[Supplied material Boundary: Start]
Issue #365, opened 2026-08-25
Identity-token fallback collapses same-basename resources in different directories, silently skipping a side effect


Cyrax321:
## What happens

Two genuinely different resources that share a filename are treated as the same action, so the second side effect is never performed and the caller is handed the first one's receipt.

## Reproduction (MCP only, no explicit `key`)

```
intercept_action(type="tenant_notify", arguments={"path": "/tenants/acme/report.csv"})
  -> proceed=true, action_key=69b1c5f0...
complete_action(action_key=69b1c5f0..., external_id="notify-acme-001")
  -> completed

intercept_action(type="tenant_notify", arguments={"path": "/tenants/globex/report.csv"})
  -> proceed=false
     status=completed
     external_id="notify-acme-001"
     guidance="Already performed. Reuse the previous result; do not repeat it."
```

Globex is never notified. The response returns acme's `external_id` as if it were globex's, and the returned `action_key` is acme's, so a caller that follows the two-phase protocol would settle acme's record a second time.

## Why

The exact argument-hash lookup misses, because the paths differ. That engages `_identity_match`, whose comparison runs on `leaf_tokens`, and `leaf_tokens` deliberately drops any token containing a separator:

```python
return frozenset(t for t in tokens if "/" not in t and "\\" not in t)
```

Both claims reduce to `{report.csv, report}`, containment holds in both directions, exactly one completed candidate matches, and the claim is answered as a duplicate.

`leaf_tokens` documents this outcome ("two same-type actions on same-named files in different directories are treated as one"), so the behaviour is known. What makes it a defect rather than a documented tradeoff is that it produces precisely the failure `_identity_match` says it exists to prevent: "Under mere intersection the second side effect would be silently swallowed, the exact failure this ledger exists to prevent." Containment plus leaf reduction swallows it too.

## Why the default is the dangerous one

Passing an explicit `key` avoids the collapse, verified:

```
intercept_action(type=..., key="notify:/tenants/acme/report.csv")   -> proceed=true
intercept_action(type=..., key="notify:/tenants/globex/report.csv") -> proceed=true, distinct key
```

But the tool description frames `key` as being for operations that are legitimately repeated ("sending the same reminder twice is two sends, not one"), so nothing tells a caller that omitting it risks silently dropping distinct work. Per-directory files with conventional names (`report.csv`, `invoice.pdf`, `index.json`, `config.yaml`) are a common fan-out shape, so the exposure is not exotic.

## Suggested fix

[...]

Issue #36, opened 2026-08-13
identity_tokens drops purely-numeric resource identifiers, so the cross-session fallback fails to dedupe numeric ids


Cyrax321:
- [x] I searched existing issues for a duplicate
- [x] I am reporting this against the correct repository
- [x] I am using a supported Python version (3.11 or later)
- [x] I can reproduce this on the latest commit on `main`

## System information
OS: macOS 15.x (darwin)\nPython: 3.13.5\ncontinuum-agent: 0.1.0 (editable install from source)\nSource commit: a539948 (== origin/main)

## Command or code to reproduce
``_is_strong_token`` returns False for any token where ``token.isdigit()`` is True. So a resource identified only by a numeric id (database row id, account number, numeric invoice id) is dropped from `identity_tokens`. The ledger's defensive fallback (`_identity_match`) then finds no shared token and opens a brand-new action slot even when the logical operation is identical and only the argument field name drifted between sessions.

```python
from continuum.storage.sqlite import SQLiteStorage
from continuum import models, EventType, ActionLedger
from continuum.actions.idempotency import identity_tokens, _is_strong_token
from continuum.models import Run, RunStatus

print('4821 strong?', _is_strong_token('4821'), '| tokens:', identity_tokens(external_id='4821'))

store = SQLiteStorage(':memory:')
store.create_run(Run(run_id='r1', goal='g', status=RunStatus.RUNNING))
store.append_event('r1', EventType.RUN_STARTED, {'goal':'g'})
led = ActionLedger(store, 'r1')
o1 = led.claim('db.update', {'row_id': 4821})
o2 = led.claim('db.update', {'id': 4821})  # same op, renamed arg (session drift)
print('two slots?', str(o1.key) != str(o2.key))
```

## Current behaviour
Two separate action records are created for the same logical operation, so the side effect can be performed twice. The end-to-end suite only ever uses ids like `INV-001` (contains a letter, so not purely numeric and not dropped), which masks the defect.

## Expected behaviour
Numeric resource identifiers are legitimate identities; a row id of 4821 identifies one row just as well as `INV-001` identifies one invoice. The fallback should treat them as strong tokens (or, at minimum, not discard them), so argument-drift between sessions still deduplicates.

## Proof
Reproduction prints:
```
4821 strong? False | tokens: frozenset()
two slots? True
```

Cyrax321:
[...]

PR #1248, opened 2026-09-17
test(idempotency): cover idempotency token helpers directly (#1233)

### LINKED ISSUE #1233: tests: the idempotency token helpers that carry the #365 double-effect fix have no direct test
## Summary

The ledger's defensive fallback, the path that matches two attempts describing the same resource differently, rests on five pure functions in `src/continuum/actions/idempotency.py`. No test file names any of them:

- `identity_tokens` (`:293`) — distinctive resource tokens from an argument mapping
- `leaf_tokens` (`:342`) — the tokens that name a resource rather than locate it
[Supplied material Boundary: End]
> **Work to be completed**
If a line in the records above contains "goal", copy that line.

> **Task output**
store.create_run(Run(run_id='r1', goal='g', status=RunStatus.RUNNING))
store.append_event('r1', EventType.RUN_STARTED, {'goal':'g'})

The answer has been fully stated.